I reached up and gently touched the rim of the Old World monocle. It was a flawless analytical tool. It had allowed me to perfectly measure the beast's heat and my own freezing output. Without it, I might have drained too much and frozen myself.

But sitting in the dark, surrounded by shattered monster parts, the reality of my situation finally settled in.

I was powerful, yes. But my power was considered the ultimate Heresy by the Church. If I went out into the streets and started freezing things, the Inquisitors would hunt me down. I couldn't just walk around as Arthur, the slum boy who miraculously killed Aberrations.

If I was going to survive Erebos, uncover the truth of the Black Hole, and figure out how human civilization had fallen this far, I needed to play a very careful game.

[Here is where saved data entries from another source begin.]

PR #517, opened 2024-05-18
build: change third party into a repo system

localcc:
**Description**

This uses the xmake repository system which is the correct way to have packages inside of a project,
allowing us to depend on those packages in other packages as well as improving package xmake.lua
change detection.

**Type of change**

- [x] Other... Please describe: Third-party structure change

**How Has This Been Tested?**

Building the project with new changes after cleaning everything including xrepo using `xrepo remove --all -y`

**Additional context**

Some packages that write their own `xmake.lua` were not able to depend on other packages we've defined ourselves because of it not being a repository, this PR fixes that.


deps/xmake.lua
```diff
@@ -2,3 +2,8 @@
 includes("first")
 -- Third party dependencies
 includes("third")
+add_repositories("third deps/third-repo", { rootdir = get_config("ue4ssRoot") })
```
bitonality, line 5: Should we consider a more descriptive alias for the repo? I'm fine with `third` if we add an inline comment describing what `add_repositories` is doing. 
image

deps/third/xmake.lua
```diff
@@ -1,11 +1 @@
...
-includes("glaze")
-includes("imgui")
-includes("glad")
-includes("raw_pdb")
-
-add_requires("zycore v1.5.0", { debug = is_mode_debug(), configs = {runtimes = get_mode_runtimes()} })
-add_requires("zydis v4.1.0", { debug = is_mode_debug(), configs = {runtimes = get_mode_runtimes()} })
-add_requires("polyhook_2", { debug = is_mode_debug(), configs = {runtimes = get_mode_runtimes()} })
\ No newline at end of file
+includes("glad")
```
bitonality, line 1: Is there an argument to package-ize all our third party deps? Glad has a package def that we can rip off (or install from xrepo)

https://github.com/xmake-io/xmake-repo/blob/0cc9a8d6ce18f77e92b2155f9f87d1509c5b530b/packages/g/glad/xmake.lua#L4

Does our glad do anything special?

localcc: I prefer to keep everything a target when possible, glad is also something that can change based on the configuration we generate it in.

deps/xmake.lua
localcc: I'll just add an inline comment, will also rename the repo to `third-party`

localcc:
as usual this blew up on linux because of casing

bitonality (approved):

narknon (approved):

I needed money. I needed a weapon to hide my true power. And most importantly, I needed a disguise.

I looked at the shattered, frozen chunks of the Aberration. In the Umbra, monster parts were incredibly valuable on the black market. The bones could be ground into medicine; the dead organs could be used for fuel.

I had just made my first kill. Now, it was time to get paid.

I grabbed my burlap sack from the corner of the cellar and started gathering the frozen pieces. It was time to visit the Grey Market.